Created 03-27-2017 02:08 PM
Hello everybody,
I have a big file in HDFS (~20Gb) on which I usually execute a MapReduce job. Around 170 mappers are created. The InputFormat used is a FileInputFormat.
Now I would like to execute the MapReduce job only on a part of the file (for example, the first 40Mb of the file).
Is there a simple way to perform this?
Thanks for your help.
Created 03-29-2017 07:46 AM
Hello all,
Thanks @ssingla and @Umair Khan for your answers.
Finally, I found a solution consisting of deriving the `FileInputFormat` class and overriding the `getSplits` method in order to get only the splits corresponding to the wanted part of the HDFS file.
In this method, I call the super class to get the splits generated by the `InputFileFormat` class.

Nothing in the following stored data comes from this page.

PR #1483, opened 2020-11-24
ICU-21306 Pull CLDR 38's unit prefixes into ICU

hugovdm:
"ant build-icu-data" was run with cldr and cldr-staging repositories at tag `release-38`.

* This PR has only prefixes.

* Powers need inflections: we don't have any examples of gender and case yet, so this change needs some thought and care. (Are there examples of other features / XML attributes only present in some languages?)

* Versions:
  * With my first version, I added /prefix/ to the path: 0783db5d9ae04c7e54f18ce70347bd4880835b27
  * With my second version, I dropping the prefix/, such that all sub-entities of compoundUnit entities would be siblings in the ICU resource file: 2de968ecb265ec90486f00c7460ba49cd9565dd9 - trusting that each compoundUnit entry in CLDR XML will have only one of compoundUnitPattern, unitPrefixPattern, or compoundUnitPattern1.
  * With my third version, I dropped the powers, keeping only the prefixes (83e68274a9).

* Find examples of compoundUnit entries before and after line 6045: https://github.com/unicode-org/cldr/blob/4b1a7f5fc7c6a15840eb262b64845081e2918e8f/common/main/en.xml#L6045

* Spec: https://unicode-org.github.io/cldr/ldml/tr35-general.html#Unit_Elements

Tracking issue: icu-units#48

##### Checklist

- [x] Issue filed: https://unicode-org.atlassian.net/browse/ICU-21306
- [x] Issue accepted
- [ ] Tests included


sffc (commented):
LGTM please squash

sffc (dismissed):

younies (approved):

hugovdm:
Not supporting "case" for compoundUnitPattern1 yet. Why this feels wrong:
the format might change, so code developed with the current data might need
to change.

I think I should either entirely remove the powers from this PR (keeping
only prefixes, which is what I need first), so I can show Younies how this
is done later, or I should simply include it within this PR already - which
would then probably need a bit more discussion.

Including it in this PR is probably the fastest / most efficient solution -
if we go for that: Younies, I'll be sure to involve you in the next
ldml2icu change?

younies (approved):

hugovdm:
I'm merging this one: it has only prefixes now. In a follow-up for adding compound patterns with inflections, we can also revisit the existing rules.

PR #2834, opened 2024-02-20
ICU-22671 format_date uses c++ nullptr instead of 0 for udat_open/DateFormat::c…

devnexen:
…reate


echeran:
Looks reasonable. Would you mind re-adding the ICU PR checklist into the PR description and fill it out?

For clarity purposes, I think rewording the title from "... uses ..." to "... should use " would be better.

Thanks to the configuration of the job, I manage to get some information like the beginning of the HDFS file and the end of the HDFS file I wanted to read. Finally, the beginning and the end of all splits get from the `getSPlits` method of the super class are compared to the previous information and returned if they match the the wanted part of the HDFS file.

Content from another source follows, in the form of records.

PR #2845, opened 2024-02-27
ICU-22532 Increase Github Actions CI parallelism from 2 to 4

echeran:
Github has increased the number of cores in the machines available for Github Actions from 2 to 4:
https://github.blog/2024-01-17-github-hosted-runners-double-the-power-for-open-source/

##### Checklist

- [X] Required: Issue filed: https://unicode-org.atlassian.net/browse/ICU-22532

### DIFF
--- a/.github/workflows/icu4c.yml
+++ b/.github/workflows/icu4c.yml
@@ -61,7 +61,7 @@ jobs:
           mkdir build;
           cd build;
           ../icu4c/source/runConfigureICU --enable-debug --disable-release Linux/gcc --prefix=$PREFIX --enable-tracing;
-          make -j -l2.5 check;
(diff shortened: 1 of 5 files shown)


markusicu (approved):

roubert:
The previous load average limit of 2.5 was chosen rather arbitrarily in commit e1e1c5feaf67652d9f124b23749a430d3278fe7b so any larger value is probably as good as any other larger value, but when done without any comment about why, it does seem a bit odd to me to increase the load average limit by 80% in response to the number of available cores being increased by 100% (so I feel compelled to write this comment for the benefit of anyone who in the future might try to figure out why the particular limit of 4.5 was chosen).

Created 03-27-2017 09:20 PM
Try something like:
hadoop fs -cat /path_to_hdfs_file/test.csv | head -c 40000000
Created 03-28-2017 12:14 AM
I would recommend to split up the file and then the MR job of yours on each of the file.
Created 03-29-2017 07:46 AM
Hello all,
Thanks @ssingla and @Umair Khan for your answers.
Finally, I found a solution consisting of deriving the `FileInputFormat` class and overriding the `getSplits` method in order to get only the splits corresponding to the wanted part of the HDFS file.
In this method, I call the super class to get the splits generated by the `InputFileFormat` class. Thanks to the configuration of the job, I manage to get some information like the beginning of the HDFS file and the end of the HDFS file I wanted to read. Finally, the beginning and the end of all splits get from the `getSPlits` method of the super class are compared to the previous information and returned if they match the the wanted part of the HDFS file.